▶ Problem details: Across all entries below, how many lines include "opened"? Only the number, please.

▶ Source material:

PR #1663, opened 2020-04-06
Kernel: Ensure non-pseudo file systems are backed by a file - part 2

supercomputer7:


awesomekling:
No need to mention that these are reverts of reverts.

Also, if you are reverting something but also making changes to it in the same commit, it's not really a revert :)

Base/usr/share/man/man2/mount.md
```diff
@@ -37,14 +39,22 @@ mounted file system.
...
+* `EFAULT`: The `fs_type` or `target` are invalid strings.
 * `EPERM`: The current process does not have superuser privileges.
-* `ENODEV`: The `fs_type` is unrecognized, or the device is not found, or the device doesn't contain a valid filesystem image.
+* `ENODEV`: The `fs_type` is unrecognized, or the file descriptor to source is
+  not found, or the source doesn't contain a valid filesystem image. Also, this
+  error occurs if `fs_type` is valid, but the file descriptor from `source_fd`
+  is not seekable.
+* `EBADF`: If the `source_fd` is not valid, and either `fs_type` specifies a
+  file-backed filesystem (and not a pseudo filesystem), or `MS_BIND` is
+  specified in flags.
```
awesomekling, line 57: This doesn't render correctly in the `man` or `Help` programs. Seems like we don't support newlines in the middle of bullet point lists.

PR #1665, opened 2020-04-06
LibJS: rename variable "max" to "min" in MathObject::min()

emanuele6:
Just giving this variable a more appropriate name.


awesomekling:
:+1:

PR #2030, opened 2020-04-30
Shell: Provide the correct invariant length to the line editor

alimpfard:
LibLine: where every fix brings about another bug.


alimpfard:
Ideally we should not crash on invalid user-supplied values; yet I see no better outcome
would we rather do wonky stuff, or trip an assert?

awesomekling:
Trip an assert :)

alimpfard:
Then let's just change `Editor::get_line` to say `ASSERT_NOT_REACHED()`
No code is best code :^)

▶ Result for this task: 3